╭─ Records supplied

PR #1054, opened 2019-09-11
[MirrorOrch]: Mirror Session Retention across Warm Reboot

stcheng:
After warm reboot, it is expected that the monitor port of
the mirror session is retained - no changing on the monitor
port withint the ECMP group members and the LAG members. This
is due to the general of the sairedis comparison logic and
the minimalization of SAI function calls during reconciliation.

Changes:
1. Add bake() and postBake() functions in MirrorOrch
   bake() function retrieves the state database information
   and get the VLAN + monitor port information.
   postBake() function leverages the information and recovers
   the active mirror sessions the same as before warm reboot.
2. state database format change
   Instead of storing the object ID of the monitor port, store
   the alias of the monitor port.
   Instead of storing true/false of VLAN header, store the VLAN
   ID.

### DIFF
--- a/orchagent/mirrororch.cpp
+++ b/orchagent/mirrororch.cpp
@@ -15,6 +15,7 @@
 #define MIRROR_SESSION_STATUS               "status"
 #define MIRROR_SESSION_STATUS_ACTIVE        "active"
 #define MIRROR_SESSION_STATUS_INACTIVE      "inactive"
+#define MIRROR_SESSION_NEXT_HOP_IP          "next_hop_ip"
 #define MIRROR_SESSION_SRC_IP               "src_ip"
 #define MIRROR_SESSION_DST_IP               "dst_ip"
 #define MIRROR_SESSION_GRE_TYPE             "gre_type"
@@ -59,6 +60,7 @@ MirrorEntry::MirrorEntry(const string& platform) :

╰─

Go through the data above and find the lines with the word "orchagent". Copy each of those lines.

> **Exercise answer**
--- a/orchagent/mirrororch.cpp
+++ b/orchagent/mirrororch.cpp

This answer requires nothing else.